Publicado em 18/10/2022 | Canal Azen, Advocacia, Direito Civil, Direito de Família

O PROCESSO DE DESTITUIÇÃO DO PODER FAMILIAR E A FAMÍLIA DE ORIGEM

No mês de outubro, que se comemora o “Dia das Crianças”, é um bom momento para nos informarmos e refletirmos sobre situações sensíveis a elas, como a questão de não ser mais cuidada pela família de origem.
Quando se chega nessa situação da criança ou adolescente ser afastado da família de origem, muitas vezes, se dá em razão de negligência dos pais, ou qualquer outro evento que represente contextos de riscos para a saúde física ou mental. Então, num certo momento a Promotoria da Infância e Adolescência pode iniciar o processo de destituição do poder familiar, que no final do mesmo o Juiz tomará a decisão se a criança/adolescente ficará com a sua família ou se manterá no abrigo e poderá, a partir de então, ser colocada em família substituta por processo de adoção.

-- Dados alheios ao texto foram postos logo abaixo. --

PR #7564, opened 2023-07-20
VPN-5739: MacOS functional testing workflow

oskirby:
## Description
The functional test suite is platform agnostic, so there isn't really a good reason not to run them on every platform to improve our confidence that we aren't encountering some unexpected breakage. So let's do it on MacOS at least.

## Reference
Github #8334 ([VPN-5739](https://mozilla-hub.atlassian.net/browse/VPN-5739))

## Checklist
    
[VPN-5739]: https://mozilla-hub.atlassian.net/browse/VPN-5739?atlOrigin=eyJpIjoiNWRkNTljNzYxNjVmNDY3MDlhMDU5Y2ZhYzA5YTRkZjUiLCJwIjoiZ2l0aHViLWNvbS1KU1cifQ


lesleyjanenorton:
oh my

oskirby:
So, it seems that the dummy client doesn't work with a static build because the QML import scanner is a bit of a mess and we have just never noticed because the CI and most developers use a dynamically linked build when testing. This will necessitate some refactoring of the dummy client to resolve before this PR can move forward.

oskirby:
This does enable the tests on MacOS, but they do exhibit a small degree of instability in CI. In particular the `Settings` and `Onboarding` tests seem to occasionally encounter a failure, but will typically pass on a re-run.

.github/workflows/macos_tests.yaml
```diff
@@ -0,0 +1,126 @@
...
+    outputs:
+      matrix: ${{ steps.testGen.outputs.tests }}
+
+    steps:
+      - name: Clone repository
+        uses: actions/checkout@v3
+        with:
+          submodules: 'recursive'
+
+      - name: Install dependencies
```
Gela, line 30: Can we possibly move all dependencies under one singular job? Currently "build_test_app" and "functionaltests" jobs both install a number of dependencies, but these packages can be installed once and both "build_test_app" and "functionaltests" jobs can rely on it. Same comment for the Linux logic too.

Something like:

```c++
jobs:
  install-dependencies:
    name: Install Dependencies
    runs-on: macos-latest
    steps:
      - name: Checkout repository
        uses: actions/checkout@v3
        with:
          submodules: 'recursive'
      - name: Install Python and Homebrew
        run: |
          brew install python
          brew install ninja
      - name: Install Python packages
        run: |
          pip3 install -r requirements.txt
```

.github/workflows/macos_tests.yaml
```diff
@@ -0,0 +1,126 @@
...
+        uses: nick-invision/retry@v2
+        with:
+          timeout_minutes: 15
+          max_attempts: 3
+          command: |
+            export PATH=$GECKOWEBDRIVER:$(npm bin):$PATH
+            export HEADLESS=yes
+            export TZ=Europe/London
+            mkdir -p $ARTIFACT_DIR
+            npm run functionalTest --  --retries 3 ${{matrix.test.path}}
```
Gela, line 116:
```suggestion
            npm run functionalTest --  --retries 3 ${{ matrix.test.path }}
```

.github/workflows/macos_tests.yaml
```diff
@@ -0,0 +1,126 @@
...
+        env:
+          ARTIFACT_DIR: ${{ runner.temp }}/artifacts
+          MVPN_BIN: ./build/dummyvpn
+
+      - name: Uploading artifacts
+        uses: actions/upload-artifact@v3
+        if: ${{ always() }}
+        with:
+          name: ${{matrix.test.name}} Logs
```
Gela, line 125:
```suggestion
          name: ${{ matrix.test.name }} Logs
```

.github/workflows/wasm_tests.yaml
```diff
@@ -115,12 +115,7 @@ jobs:
...
           name: WebAssembly Build Qt6
-          # Destination path, WASM_BUILD_DIRECTORY
-          path: wasm_build
-
-      - name: Build addons
-        shell: bash
-        run: ./scripts/addon/generate_all_tests.py -q /opt/$QTVERSION/gcc_64/bin
+          path: build/
 
       - name: Running ${{matrix.test.name}} Tests
```
Gela, line 120:
```suggestion
      - name: Running ${{ matrix.test.name }} Tests
```

.github/workflows/wasm_tests.yaml
```diff
@@ -131,5 +126,6 @@ jobs:
           command: |
             export PATH=$GECKOWEBDRIVER:$(npm bin):$PATH
             export HEADLESS=yes
-            export WASM_BUILD_DIRECTORY=$(pwd)/wasm_build
+            export WASM_BUILD_DIRECTORY=$(pwd)/build/wasm_build
+            export MVPN_ADDONS_PATH=$(pwd)/build/addons
             xvfb-run -a npm run functionalTestWasm --  --retries 3 ${{matrix.test.path}}
```
Gela, line 131:
```suggestion
            xvfb-run -a npm run functionalTestWasm --  --retries 3 ${{ matrix.test.path }}
```

.github/workflows/macos_tests.yaml
```diff
@@ -0,0 +1,126 @@
...
+        shell: bash
+        run: |
+          pip3 install -r requirements.txt
+          brew install ninja
+
+      - name: Install Qt6
+        shell: bash
+        run: |
+          wget https://firefox-ci-tc.services.mozilla.com/api/index/v1/task/mozillavpn.v2.mozillavpn.cache.level-3.toolchains.v3.qt-mac.latest/artifacts/public%2Fbuild%2Fqt6_mac.zip -O qt6_mac.zip
+          unzip -a -d ${{github.workspace}} qt6_mac.zip
```
Gela, line 40: Super nit, we seem to go back and forth between the 2 styles of formatting. I suggested we add a space between all `{{` for the sake of consistency but there are also plenty in the existing old code without any spaces so if you don't want to make this change, I'm totally fine with it as is. 

```suggestion
          unzip -a -d ${{ github.workspace }} qt6_mac.zip
```

.github/workflows/macos_tests.yaml
```diff
@@ -0,0 +1,126 @@
...
+
+      - name: Compile test client
+        shell: bash
+        run: |
+          mkdir -p build/cmake
+          cmake -S $(pwd) -B build/cmake -GNinja -DCMAKE_BUILD_TYPE=RelWithDebInfo \
+            -DCMAKE_PREFIX_PATH=${{github.workspace}}/qt_dist/lib/cmake
```
Gela, line 47:
```suggestion
            -DCMAKE_PREFIX_PATH=${{ github.workspace }}/qt_dist/lib/cmake
```

.github/workflows/macos_tests.yaml
```diff
@@ -0,0 +1,126 @@
...
+          pip3 install -r requirements.txt
+          npm install
+
+      - name: Check build
+        shell: bash
+        run: |
+            chmod +x ./build/dummyvpn
+            ./build/dummyvpn -v
+
+      - name: Running ${{matrix.test.name}} Tests
```
Gela, line 105:
```suggestion
      - name: Running ${{ matrix.test.name }} Tests
```

Gela (commented):
Thanks for taking this on. I added some comments. Additionally on Slack we talked about the current intermittent failure rate on MacOS being too high (e.g. about 50% of CI jobs need a rerun to pass) which we agreed is a bit high. We should consider stabilizing the CI before merging this in to prevent PRs wrongfully getting blocked due to failed CI jobs.

Gela:
Out of curiosity, are there plans (or a Jira issue) to enable tests on Windows as well?

lesleyjanenorton (approved):
✨💫🤩

Do we still need `generate_all_tests.py`?

.github/workflows/macos_tests.yaml
oskirby: Not really, because the building of the client and the running of the test happen on separate workers and they both need to have dependencies installed. And worse yet, the dependencies needed by both of these tasks are slightly different; `build_test_app` needs the build dependencies while `functionaltests` needs the runtime dependencies.

We use multiple workers so that the tests can run in parallel, and it's also how Github's matrix feature works under the hood.

Gela: That makes sense, thanks for the additional context!

.github/workflows/linux_tests.yaml
```diff
@@ -1,4 +1,4 @@
-name: Functional tests
+name: Linux Tests
```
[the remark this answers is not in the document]
oskirby: I was seeking to make the names of the various functional test suites consistent, but I found that the "Functional" part was redundant, because the test jobs appear as `Linux Functional Tests / Functional test (xxxx, yyyy)` and this was getting a bit long. But I can certainly put it back if you think it helps.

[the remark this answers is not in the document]
Gela: Ah in that case please disregard this comment. As long as the CI job mentions "functional" so they don't get confused with unit tests, there's no need for duplicating

oskirby:
> Out of curiosity, are there plans (or a Jira issue) to enable tests on Windows as well?

There is now: #8388 [VPN-5768](https://mozilla-hub.atlassian.net/browse/VPN-5768)

oskirby:
> ✨💫🤩
> 
> Do we still need `generate_all_tests.py`?

The only place it was being used was in the WASM functional tests, as this is the only place that required manual test generation, but I felt it was kind of silly to keep that script around for this one use case.

Gela (approved):
wooo thank you!!!

PR #7565, opened 2023-07-20
VPN-5222: Fix signal for VPN connection metrics on iOS/Android

mcleinman:
## Description

We were sending an extra set of connection start pings when the mobile apps launched with an already-active VPN. This fixes the bug. See detailed diagnosis on the ticket.

To test, you'll need to add a line like `Glean.shared.setDebugViewTag("MattVPN")` in `iosgleanbridge.swift` after Glean is initialized (or before, I don't believe it matters). Alternatively, you could rely on an environment variable to test this, but then you must be sure to re-launch the app from xcode, and not on the device (as the re-run on the device won't have the environment var).

## Reference

https://mozilla-hub.atlassian.net/browse/VPN-5222

## Checklist
    
### DIFF
--- a/src/apps/vpn/controller.cpp
+++ b/src/apps/vpn/controller.cpp
@@ -545,6 +545,8 @@ void Controller::connected(const QString& pubkey,
   // We have succesfully completed all pending connections.
   logger.debug() << "Connected from state:" << m_state;
   setState(StateOn);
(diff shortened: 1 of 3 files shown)


MattLichtenstein (approved):
Nice catch on my oversight 😅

Contextualizando um pouco apenas para o leitor a complexidade desses casos, viemos compartilhar uma demanda que chegou para nós recentemente. Uma avó materna muito triste e desesperada que o neto está num abrigo e a filha perdeu o poder familiar do seu filho. Ela, assim, deseja ser a guardiã do neto. Após uma leitura do processo percebemos como esses casos são desafiadores para todos os envolvidos. Difícil fazer um julgamento e responsabilizar alguém. Os profissionais de saúde e a equipe multidisciplinar do Juizado indicam em seus relatórios e laudos que a mãe não tem condições de exercer o seu papel de cuidadora principal do filho e são respaldados em fatos específicos. A mãe durante a gestação abusou de álcool e outras substâncias, como também não realizou o pré-natal corretamente. Já havia um histórico familiar que apontava certa desestrutura emocional e que levava a forte suspeita de não ser possível acolher uma criança.

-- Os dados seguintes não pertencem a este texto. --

PR #7085, opened 2023-06-06
VPN-4707 - Initialize Glean on the iOS network extension

brizental:
~Draft as it is still missing the synchronization of uploadEnabled between netext and main app.~

This is ready for review.

Note: I suggest reviewing this commit by commit.

PR #7566, opened 2023-07-20
Refactor some Swift in iOS Tunnel Manager

mcleinman:
## Description

When the [IOSTunnelManager was added](https://github.com/mozilla-mobile/mozilla-vpn-client/pull/7085/), I talked with Bea about putting up a follow up PR to refactor it to be a bit more Swift-y. 

This PR:
- Removes a bunch of force unwraps
- Makes it a bit more Swift-y with optional chaining, additional guard checks, etc.
- Removes some unnecessary small things (semicolons, the `get` in the computed vars, the return in front of completion handler)
- It removes a fatal error. The caller deals with the lack of tunnel when an error is returned, so we don't need to crash the app - the caller can deal with this. 
- I didn't see where the failure state for the tunnel was ever used, so I removed it to simplify.

I considered removing the `withTunnel` function, but decided to save that for another time - As of now, it's only used in `IOSControllerImpl`.

## Reference

N/A

## Checklist
    
### DIFF
--- a/src/apps/vpn/platforms/ios/iostunnelmanager.swift
+++ b/src/apps/vpn/platforms/ios/iostunnelmanager.swift
@@ -5,6 +5,10 @@
 import Foundation
 import NetworkExtension
 
+class TunnelError: Error {
+
+}
+
 // Singleton that manages the VPN tunnel and exposes functions
 // for interacting with it.
 class TunnelManager {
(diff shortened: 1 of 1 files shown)


brizental (approved):
Not sure I am the best person to review this, but 🤷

Por outro lado, a avó materna, a tia e a mãe da criança sofreram nos últimos anos a perda do marido/pai, que era uma figura que representava muito afeto e união entre todos da família. Esta perda desencadeou um processo de luto individual e familiar; cada membro reagiu de uma maneira diferente. A filha mais velha, que agora é a mãe do bebê, teve comportamentos mais destrutivos, o que resultou numa gravidez e na sequência um aborto espontâneo e logo em seguida outra gravidez. A equipe de saúde do hospital que recebia a gestante alterada pelo álcool encaminhou o pedido judicial de internação compulsória para acompanhar o desenvolvimento do feto e de ligadura das trompas, que foram deferidos.
Assim, o fato que se apresenta hoje é de uma família formada por três mulheres que perderam o direito de terem o filho/neto/sobrinho junto delas, sendo que a mãe não pode ter mais filhos em razão da laqueadura. O bebê se encontra há dois anos no abrigo, porque ainda tem o pai biológico que não foi destituído junto com a mãe. Por fim nos indagamos: qual o melhor interesse a ser defendido dessa criança agora com 02 anos de idade?